→ **DATA RECORDS**
---*---

PR #1642, opened 2026-01-30
[fix]: ctx `addInitScript` on popup pages

### LINKED ISSUE #1628: context.addInitScript is not applied on new pages
## Environment Information

Please provide the following information to help us reproduce and resolve your issue:

**Stagehand:**

- Language/SDK: TypeScript
- Stagehand version: 3.0.8

## Issue Description

Using `context.addInitScript` I expected that the script would be injected on every new page that is opened.
The docs say:
```
Automatically applies the same script to any pages created after calling context.addInitScript()
```

It appears this is not the case. Does not matter if the page was opened via clicking within an existing tab or via `newPage()`

## Minimal repro
```
import { setTimeout as delay } from 'node:timers/promises';
import { Stagehand } from '@browserbasehq/stagehand';

const stagehand = new Stagehand({ env: 'LOCAL' });
await stagehand.init();

let page = stagehand.context.pages()[0];
if (!page) throw new Error('Expected browser page');

// Define the HTML we'll serve
const html = `
<!DOCTYPE html>
<html><head><title>Init script test</title>

</head><body id="body">
  <h2>Testing contxt.addInitScript</h2>

  <p><b>Page background should be red!</b></p>
  <p>
  <a href="/" target="_blank">Open another tab</a>
  </p>
</body></html>
`;

const port = 6789;
const localhostUrl = `http://127.0.0.1:${port}/`;

const server = Bun.serve({
  port,
  fetch(req) {
    return new Response(html, { headers: { "Content-Type": "text/html" }});
  }
});

console.log(`Test server running at ${localhostUrl}`);

// use context.addInitScript - it should run on _every_ page
await stagehand.context.addInitScript(`
(() => {
  document.addEventListener('DOMContentLoaded', () => {
    document.getElementById('body').style.backgroundColor = 'red';
   });
})();  
`);

// navigate in the initial page
await page.goto(localhostUrl);
await delay(1000);
// open a new page via clicking
await page.locator('a').click();
await delay(1000);
// open another via newPage()
await stagehand.context.newPage(localhostUrl);
await delay(1000);

await stagehand.close();
await server.stop();
```

seanmcguire12:
# why
- fixes #1628 
- scripts injected via`context.addInitScript()` were not reliably applied to pages that were created via a popup (eg, clicking a link that opens a new page), or, when a new page was created via `context.newPage(url)`. 
- when a target was created directly at a URL, navigation often started before attaching to the target & installing the init script. this means that the script would either run too late or not run at all. 
# what changed
- enabled `waitForDebuggerOnStart` in `Target.setAutoAttach` in `cdp.ts`, so that new targets pause until we explicitly resume them
- in `understudy/context.ts`:
  - `onAttachedToTarget()` now installs context init scripts on the **session** before resuming, then resumes with `Runtime.runIfWaitingForDebugger`. this guarantees scripts are registered before the first real document executes.
  - worker targets are resumed immediately. we still are not attaching to them, but they need to be resumed since we are now telling everything to wait for the debugger.
  - added `seedOnly` to `applyInitScriptsToPage()` so the `page` object records scripts without re‑installing them
  - `newPage()` first creates targets at `about:blank` and then navigates after attach (fire‑and‑forget). this avoids the race where the first document loads before init scripts are installed
-  in`understudy/page.ts`, i added `seedInitScript()` so the `page` can track scripts that were already installed on the session
# test plan
- added additional tests to `tests/context-addInitScript.spec.ts` which explicitly covers `context.newPage(url)` and popup pages to ensure init scripts run on the initial document

---
## Summary by cubic
Fixes a race where context.addInitScript() didn’t run on the first document for new pages opened via popups or context.newPage(url). New targets now pause until init scripts are registered, ensuring scripts run reliably.

- **Bug Fixes**
  - Paused new targets with waitForDebuggerOnStart; resume after script install.
  - Installed init scripts on the CDP session before first document executes.
  - Resumed worker targets immediately so they don’t stay paused.
  - Created newPage() at about:blank, attach, then navigate (fire-and-forget).
  - Seeded scripts/URL on Page to avoid double installs and timing issues.
  - Added tests for newPage(url) and popup pages to verify scripts run on initial load.

<sup>Written for commit 21193c2084408619a2a2e5f0d86c7126310e5e2a. Summary will update on new commits. <a href="https://cubic.dev/pr/browserbase/stagehand/pull/1642">Review in cubic</a></sup>

### DIFF
--- a/packages/core/lib/v3/understudy/context.ts
+++ b/packages/core/lib/v3/understudy/context.ts
@@ -472,7 +472,10 @@ export class V3Context {
     // for the init-script sends to settle in the background.
     await resume();
     if (installPromises.length) {
-      await Promise.allSettled(installPromises);
+      const results = await Promise.allSettled(installPromises);
+      if (results.some((r) => r.status === "rejected")) {
+        scriptsInstalled = false;
+      }
     }
 
     try {


seanmcguire12:
@cubic-dev-ai

seanmcguire12:
@cubic-dev-ai

seanmcguire12:
@greptileai

packages/core/lib/v3/understudy/cdp.ts
```diff
@@ -109,12 +109,7 @@ export class CdpConnection implements CDPSessionLike {
     await this.send("Target.setAutoAttach", {
       autoAttach: true,
       flatten: true,
-      waitForDebuggerOnStart: false,
-      filter: [
-        { type: "worker", exclude: true },
-        { type: "shared_worker", exclude: true },
-        { type: "service_worker", exclude: true },
-      ],
+      waitForDebuggerOnStart: true,
```
pirate, line 112: I think this might have a stealth/reliability impact, gaps in runtime performance metrics as a result of debuggerOnStart are one of the signals bot-blockers use iirc. Also there are weird situations with using `waitForDebuggerOnStart` on service workers.

might be worth only setting this if there are initScripts needed

Further reading on issues with `waitForDebuggerOnStart`:

- https://github.com/puppeteer/puppeteer/issues/3667#issuecomment-1588632073
- https://issues.chromium.org/issues/40280584
- https://issues.chromium.org/issues/428100629
- https://issues.chromium.org/issues/40269916
- https://issues.chromium.org/issues/376417348 reports one such weirdness:
	> This works fine (as expected) while a new target is opened with a normal click (left click). The new tab is stuck in hanging/loading state until runIfWaitingForDebugger command is sent. We receive waitingForDebugger: true for attachedTotTarget event.
	
	> However, when a tab is opened using ctrl + click (command + click on MAC), browser behaves differently. The tab starts loading at once, without waiting for runIfWaitingForDebugger command. In attachedTotTarget waitingForDebugger parameter is still true.

PR #1672, opened 2026-02-09
[feat]: add `keepAlive` param

seanmcguire12:
# why
- to give users the freedom to decide whether the browser should be kept open or "alive" when their stagehand instance is killed
- to follow best practices by avoiding usage of global signal handlers inside library code
# what changed
new `keepAlive` option:
- added an optional, boolean `keepAlive` parameter in the stagehand constructor params. `keepAlive` defaults to `false`
- `keepAlive` on the constructor overrides `browserbaseSessionCreateParams.keepAlive` when both are provided out-of-process shutdown supervisor (`packages/core/lib/v3/shutdown/`):
- replaced the old in-process global signal handlers (process.once("SIGINT"), etc.) with a detached supervisor process that watches a lifeline (stdin pipe + IPC channel) to the parent
- when `keepAlive` is set to `false`, the supervisor is spawned during `init()` and performs best-effort cleanup if the parent dies unexpectedly:
  - if `env` is `"LOCAL"` the supervisor kills the Chrome PID (with SIGTERM → SIGKILL escalation) and removes any temp user-data directory
  - if `env` is `"BROWSERBASE"` & using the stagehand API, the supervisor sends `REQUEST_RELEASE` to the browserbase API
- the supervisor also includes PID polling to guard against process reuse (killing a recycled PID
- when `keepAlive` is set to `true`, no supervisor is spawned, & the browser is left running
- when `disableAPI` is set to `true` (direct WS to Browserbase), no supervisor is spawned since the browser will auto release when the WS is dropped

refactored `close()` into helpers:
- pulled browser teardown logic into `shutdown/shutdownBrowser.ts` (`shutdownBrowserSession`, `shutdownLocalBrowser`)
- pulled stagehand internal state cleanup into `shutdown/shutdownStagehand.ts` (`shutdownStagehandResources`, `finalizeStagehandShutdown`)
-`.close()` now skips `apiClient.end()` when `keepAlive: true`

local browser launch changes:
- updated local launch to pass chrome launcher’s `handleSIGINT` based on `keepAlive` in `packages/core/lib/v3/v3.ts` and `packages/core/lib/v3/launch/local.ts`. this prevents chrome from getting killed on Ctrl+C when `keepAlive: true`
- updated local launch so that we `unref()` the chrome child process after launch so Node can exit while chrome stays open (`packages/core/lib/v3/v3.ts`)
### behaviour notes:
- setting `keepAlive: true` will keep the browser alive in the following scenarios:
  - stagehand instance gets killed because of an uncaught error (eg, `unhandledRejection`, `unhandledException`)
  - stagehand instance gets killed because of a `SIGTERM` or `SIGINT`
  - stagehand instance gets killed with an explicit call to `stagehand.close()`
# test plan
- added tests in `keep-alive.spec.ts` that validate expected behaviour across the following scenarios: 
  - `unhandledRejection`/`unhandledException`, 
  - `SIGTERM`/`SIGINT`, 
  - `stagehand.close()`
- each scenario is validated in each of the following browser configurations:
  - using a local browser launched by stagehand
  - using a browserbase browser, connected directly over the WS
  - using a browserbase browser + the stagehand API

---
## Summary by cubic
Adds a keepAlive option to Stagehand V3 so you control whether the browser/session stays up after stagehand.close(), signals, or uncaught errors. Replaces global process handlers with a per‑instance crash‑only supervisor with a ready handshake and PID polling to avoid race conditions (STG‑1338).

- **New Features**
  - keepAlive?: boolean (default false) on the V3 constructor; overrides browserbaseSessionCreateParams.keepAlive when set.
  - Local: set handleSIGINT based on keepAlive and unref Chrome when true; when false, a detached supervisor watches a stdin/IPC lifeline and on parent crash/error SIGTERM→SIGKILLs Chrome and removes the temp profile (with PID polling). A shared cleanup helper is used by both close() and the supervisor for consistent local teardown.
  - Browserbase: propagate keepAlive to session creation; when keepAlive is true, close() skips apiClient.end() so the session stays RUNNING; when false (and API enabled), the supervisor requests REQUEST_RELEASE on crash/error; when disableAPI is true (direct WS), no supervisor is spawned and the session ends when the WS drops.

- **Migration**
  - Set keepAlive: true in the V3 constructor to keep the browser/session open on errors, signals, or stagehand.close(); this overrides any value in browserbaseSessionCreateParams.
  - When keepAlive is true, close resources yourself when done (Local: send Browser.close; Browserbase: request release/end the session).

<sup>Written for commit 3887d8f373d27afca6560c9436132fbfbcbb9845. Summary will update on new commits. <a href="https://cubic.dev/pr/browserbase/stagehand/pull/1672">Review in cubic</a></sup>

### DIFF
--- a/packages/core/lib/v3/shutdown/supervisor.ts
+++ b/packages/core/lib/v3/shutdown/supervisor.ts
@@ -7,12 +7,12 @@
  * - STAGEHAND_API: request session release (when keepAlive is false)
  */
 
-import fs from "node:fs";
 import Browserbase from "@browserbasehq/sdk";
 import type {
   ShutdownSupervisorConfig,
   ShutdownSupervisorMessage,
 } from "../types/private/shutdown";
+import { cleanupLocalBrowser } from "./cleanupLocal";
 
 const SIGKILL_POLL_MS = 500;
 const SIGKILL_TIMEOUT_MS = 10_000;
@@ -81,18 +81,12 @@ const cleanupLocal = async (
   cfg: Extract<ShutdownSupervisorConfig, { kind: "LOCAL" }>,
 ) => {
   if (cfg.keepAlive) return;
-  if (cfg.pid) {
-    if (!pidGone) {
-      await safeKill(cfg.pid);
-    }
-  }
-  if (cfg.createdTempProfile && !cfg.preserveUserDataDir && cfg.userDataDir) {
-    try {
-      fs.rmSync(cfg.userDataDir, { recursive: true, force: true });
-    } catch {
-      // ignore cleanup errors
-    }
-  }
+  await cleanupLocalBrowser({
+    killChrome: cfg.pid && !pidGone ? () => safeKill(cfg.pid) : undefined,
+    userDataDir: cfg.userDataDir,
+    createdTempProfile: cfg.createdTempProfile,
+    preserveUserDataDir: cfg.preserveUserDataDir,
+  });
 };
 
 const cleanupBrowserbase = async (
--- a/packages/core/lib/v3/v3.ts
+++ b/packages/core/lib/v3/v3.ts
@@ -30,6 +30,7 @@ import {
   unbindInstanceLogger,
   withInstanceLogContext,
 } from "./logger";
+import { cleanupLocalBrowser } from "./shutdown/cleanupLocal";
 import { startShutdownSupervisor } from "./shutdown/supervisorClient";
 import { resolveTools } from "./mcp/utils";
 import {
@@ -1430,25 +1431,13 @@ export class V3 {
 
       // Kill local Chrome and clean up temp profile when keepAlive is not enabled
       if (!keepAlive && this.state.kind === "LOCAL") {
-        try {
-          await this.state.chrome.kill();
-        } catch {
-          // best-effort cleanup
-        }
-        if (
-          this.state.createdTempProfile &&
-          !this.state.preserveUserDataDir &&
-          this.state.userDataDir
-        ) {
-          try {
-            fs.rmSync(this.state.userDataDir, {
-              recursive: true,
-              force: true,
-            });
-          } catch {
-            // ignore cleanup errors
-          }
-        }
+        const localState = this.state;
+        await cleanupLocalBrowser({
+          killChrome: () => localState.chrome.kill(),
+          userDataDir: localState.userDataDir,
+          createdTempProfile: localState.createdTempProfile,
+          preserveUserDataDir: localState.preserveUserDataDir,
+        });
       }
     } finally {
       this.stopShutdownSupervisor();
--- a/packages/core/lib/v3/shutdown/cleanupLocal.ts
+++ b/packages/core/lib/v3/shutdown/cleanupLocal.ts
@@ -1,0 +1,35 @@
+import fs from "node:fs";
+
+/**
+ * Shared cleanup logic for locally launched Chrome.
+ *
+ * Used by both `V3.close()` (normal shutdown) and the supervisor process
+ * (crash cleanup). The caller provides a `killChrome` callback since the
+ * kill mechanism differs: chrome-launcher's `chrome.kill()` in-process
+ * vs raw `process.kill(pid)` from the supervisor.
+ */
+export async function cleanupLocalBrowser(opts: {
+  killChrome?: () => Promise<void> | void;
+  userDataDir?: string;
+  createdTempProfile?: boolean;
+  preserveUserDataDir?: boolean;
+}): Promise<void> {
+  if (opts.killChrome) {
+    try {
+      await opts.killChrome();
+    } catch {
+      // best-effort
+    }
+  }
+  if (
+    opts.createdTempProfile &&
+    !opts.preserveUserDataDir &&
+    opts.userDataDir
+  ) {
+    try {
+      fs.rmSync(opts.userDataDir, { recursive: true, force: true });
+    } catch {
+      // ignore cleanup errors
+    }
+  }
+}


seanmcguire12:
@cubic-dev-ai

seanmcguire12:
@greptileai

packages/core/lib/v3/tests/keep-alive.spec.ts
```diff
@@ -0,0 +1,22 @@
...
+  buildKeepAliveCases,
+  getKeepAliveEnvConfig,
+  runKeepAliveCase,
+} from "./keep-alive.helpers";
+
+test.describe.parallel("keepAlive behavior", () => {
+  const { testEnv, apiKey, projectId, hasBrowserbaseCreds } =
+    getKeepAliveEnvConfig();
+  const cases = buildKeepAliveCases(testEnv);
+
```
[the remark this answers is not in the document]
seanmcguire12: each test case spawns its own child process

seanmcguire12:
@greptileai

seanmcguire12:
@cubic-dev-ai

seanmcguire12:
@cubic-dev-ai

seanmcguire12:
@greptileai

seanmcguire12:
@greptileai

seanmcguire12:
@cubic-dev-ai

seanmcguire12:
@cubic-dev-ai

seanmcguire12:
@cubic-dev-ai

seanmcguire12:
@cubic-dev-ai

seanmcguire12:
@cubic-dev-ai

seanmcguire12:
@cubic-dev-ai

seanmcguire12:
@greptileai

seanmcguire12:
@cubic-dev-ai

packages/core/lib/v3/shutdown/supervisor.ts
```diff
@@ -0,0 +1,165 @@
...
+    return;
+  }
+
+  await new Promise((resolve) => setTimeout(resolve, SIGNAL_POLL_MS));
+  if (!isAlive()) return;
+  try {
+    process.kill(pid, "SIGKILL");
+  } catch {
+    // best-effort
+  }
```
pirate: dont just wait one more poll interval, you should loop every 500ms up to 10s and then only send the SIGKILL after 10s.

on slow systems chrome can take 10-15s+ to exit cleanly and save changes to user_data_dir, force-killing during exit is dangerous because it can destroy the user_data_dir and leave the profile in a corrupted state.

the happy path wont be affected if you poll, if it exits cleanly in 500ms it should return, but it's best to keep polling up to 10s before you send the SIGKILL.

packages/core/lib/v3/types/private/shutdown.ts
```diff
@@ -0,0 +1,32 @@
...
+      createdTempProfile?: boolean;
+      preserveUserDataDir?: boolean;
+    }
+  | {
+      kind: "STAGEHAND_API";
+      keepAlive: boolean;
+      sessionId: string;
+      apiKey: string;
+      projectId: string;
+    };
```
pirate, line 20: you should pass the api base url too probably, otherwise it will always assume prod? or does it inherit the env var?

packages/core/lib/v3/v3.ts
```diff
@@ -856,6 +864,18 @@ export class V3 {
...
+          if (!keepAlive && chromePid) {
+            const supervisor = this.startShutdownSupervisor({
+              kind: "LOCAL",
+              keepAlive: false,
+              pid: chromePid,
+              userDataDir,
+              createdTempProfile: createdTemp,
+              preserveUserDataDir: !!lbo.preserveUserDataDir,
+            });
+            await supervisor?.ready;
```
pirate, line 870: might want to promise.race this with a setTimeout so it doesnt block forever if it fails, but not super important

packages/core/lib/v3/v3.ts
```diff
@@ -1361,81 +1397,87 @@ export class V3 {
...
+      if (
+        localState.createdTempProfile &&
+        !localState.preserveUserDataDir &&
+        localState.userDataDir
+      ) {
+        const dir = localState.userDataDir;
+        cleanupUserDataDir = () => {
+          fs.rmSync(dir, { recursive: true, force: true });
+        };
       }
```
pirate: is this not duplicating `shutdown/` `shutdownLocalBrowser()`'s cleanupUserDataDir() logic?

packages/core/lib/v3/v3.ts
```diff
@@ -1361,81 +1397,87 @@ export class V3 {
...
-      }
-      // Clear accumulated data to free memory
-      this._history = [];
-      this.actHandler = null;
-      this.extractHandler = null;
-      this.observeHandler = null;
-      // Remove from global registry
-      V3._instances.delete(this);
+      this.stopShutdownSupervisor();
+      finalizeStagehandShutdown({
```
pirate: same here, this looks very similar to the shutdown reset in `shutdown/`?

packages/core/lib/v3/types/private/shutdown.ts
seanmcguire12: its automatically loaded from env

packages/core/lib/v3/v3.ts
seanmcguire12: it is doing that internally [here](https://github.com/browserbase/stagehand/blob/2080b235d9d27371e41be23fbf892a7d615fa449/packages/core/lib/v3/shutdown/supervisorClient.ts#L95)

packages/core/lib/v3/v3.ts
```diff
@@ -1361,58 +1389,70 @@ export class V3 {
...
+          this.state.userDataDir
+        ) {
+          try {
+            fs.rmSync(this.state.userDataDir, {
+              recursive: true,
+              force: true,
+            });
+          } catch {
+            // ignore cleanup errors
           }
```
pirate: does this duplicate `cleanupLocal()` still?

pirate (approved):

---*---

Where a line above contains the string "race", tally it, then give the number alone.

4